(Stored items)
:::::

PR #2113, opened 2025-01-31
Improved handling of null or non-numeric values.

anagrd-ai:
This line was erroring when queries returned null numerics:
  Cannot read properties of undefined (reading 'toLocaleString')

See T214044108 for details

### DIFF
--- a/packages/malloy-render/src/component/render-numeric-field.ts
+++ b/packages/malloy-render/src/component/render-numeric-field.ts
@@ -54,13 +54,8 @@ export function renderNumericField(f: AtomicField, value: number): string {
   } else if (tag.has('number'))
     displayValue = format(tag.text('number') ?? '#', value);
   else {
-    const numericValue = Number(value ?? '');
-    if (!isNaN(numericValue)) {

:::::

Beginning at the line that holds "else if (tag.has('number'))", copy every line through the end of the entries exactly as given, and only those lines.

   } else if (tag.has('number'))
     displayValue = format(tag.text('number') ?? '#', value);
   else {
-    const numericValue = Number(value ?? '');
-    if (!isNaN(numericValue)) {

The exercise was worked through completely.